What Does 80′s Rock Have in Common With the Linking Rings?

October 3, 2010

The answer is: the danger of seeing a masturbatory solo. In my research, I’ve seen dozens of different ring routines and an uncountable amount of different moves. Routines range from about a minute long to almost ten. TEN MINUTES! Really? I can tell you first hand from my practice sessions that just playing with the rings can be addictive. I stand there in front of my mirror and link and unlink over and over again. Two rings, three rings, four rings, back to two, on and on and on and on… There is a tremendous danger to think that just because you like watching yourself link two rings in several different ways for five minutes, a real audience will like it too. This is not the case. From what I can gather, a audience of real people tends to focus on the effect of a trick more than the apparent method.

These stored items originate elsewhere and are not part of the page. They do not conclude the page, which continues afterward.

PR #492, opened 2023-10-16
Makes page header block lede rendering slightly more flexible

### LINKED ISSUE #491: localgov_base directly access #value property of lede in localgov-page-header-block.html.twig
The [`localgov-page-header-block.html.twig` template accesses `lede['#value']` instead of printing `{{ lede }}`](https://github.com/localgovdrupal/localgov_base/blob/1.x/templates/block/localgov-page-header-block.html.twig#L30).

This is because of how `localgov_guides` creates an unmodifiable render array in [`src/EventSubscriber/PageHeaderSubscriber.php`](https://github.com/localgovdrupal/localgov_guides/blob/2.x/src/EventSubscriber/PageHeaderSubscriber.php#L45-L49).

localgovdrupal/localgov_guides#122 and the proposed PR localgovdrupal/localgov_guides#133 are planning to change their rendering of the block, so the current template is too inflexible. We can change this while retaining the current as a default. PR follows.

ctorgalson:
- Retains current rendering, but anticipates that the {{ lede }} render array could have a different structure.
- A forthcoming change to localgovdrupal/localgov_guides may require this.
- See: https://github.com/localgovdrupal/localgov_guides/pull/133
- Re: 491-localgov_base-directly-access-value-property-of-lede-in-localgov-page-header-blockhtmltwig

### DIFF
--- a/templates/block/localgov-page-header-block.html.twig
+++ b/templates/block/localgov-page-header-block.html.twig
@@ -26,8 +26,12 @@
       <h1 class="lgd-page-title-block__title">{{ title }}</h1>
     {% endif %}
 
-    {% if lede['#value'] %}
-      <p class="lgd-page-title-block__subheader">{{ lede['#value'] }}</p>
+    {% if lede %}
+      {% if lede['#value'] %}
+        <p class="lgd-page-title-block__subheader">{{ lede['#value'] }}</p>
+      {% else %}
+        {{ lede }}
+      {% endif %}
     {% endif %}
 
   </div>


finnlewis:
Thanks for this @ctorgalson 

Discussing in Merge Monday and think we need some input from Mark and perhaps look for consistency in the approach between guides, step-by-step and publications. 

In localgov_publications we've gone the NHS route: https://github.com/localgovdrupal/localgov_publications/blob/1.x/templates/localgov-publication-page-header-block.html.twig#L20-L31

Be interested to hear from @markconroy on this too.

andybroomfield:
Ref, also maybe a third option https://github.com/localgovdrupal/localgov_core/issues/192

markconroy:
I'm not fully sure of the problem being solved, but from a code perspective this looks "good enough for now; safe enough to try". We can create a follow up if we want/need to so that we have a unified approach to these type things.

ctorgalson:
@markconroy The idea is to make `localgov_base` less reliant on a render array with a specific structure.

Changes to `localgov_guides` _may_ change the array, but it's already possible for any sub-theme or module to preprocess `lede` into something that doesn't _have_ a `#value` property.

finnlewis:
Just discussing in Merge Monday. 

Andy mentioned https://github.com/localgovdrupal/localgov_core/pull/193 which I see you have comment on @ctorgalson 

I also see https://github.com/localgovdrupal/localgov_guides/pull/133#issuecomment-1794343128 

So.... actually this makes sens for now. @markconroy is happy to merge this for now, making the $lede variable more flexible in localgov _base.

finnlewis (approved):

It would be like saying a trick where a selected card rises to the top of the deck when you snap your fingers is different than a trick where a selected card rises to the top of the deck when you wave your hand over it. Once they have seen you link and unlink the rings, showing them more of that will not hold their interest. To keep a ring routine from getting boring, you must change something as it moves along: the apparent difficultly. You begin with two rings, them move to three, then four, maybe five or six even. This adding of rings gives it a nice build toward the finale, usually linking all the rings together into a chain (this goes the same for an ambitious card routine, by the way. The apparent difficulty increases through the conditions becoming more challenging, the card goes in face up, or on the bottom and ends with something really crazy, the card appearing in an impossible location for example).

Anyway, that’s my rant for today. It’s really more for me than anyone else. As I continue to build my routine, I have to keep reminding myself not to get carried away with all the pretty moves I’ve learned. Just keep it simple. Simplicity is the key to avoiding confusion, and, as we all know well, confusion is not magic.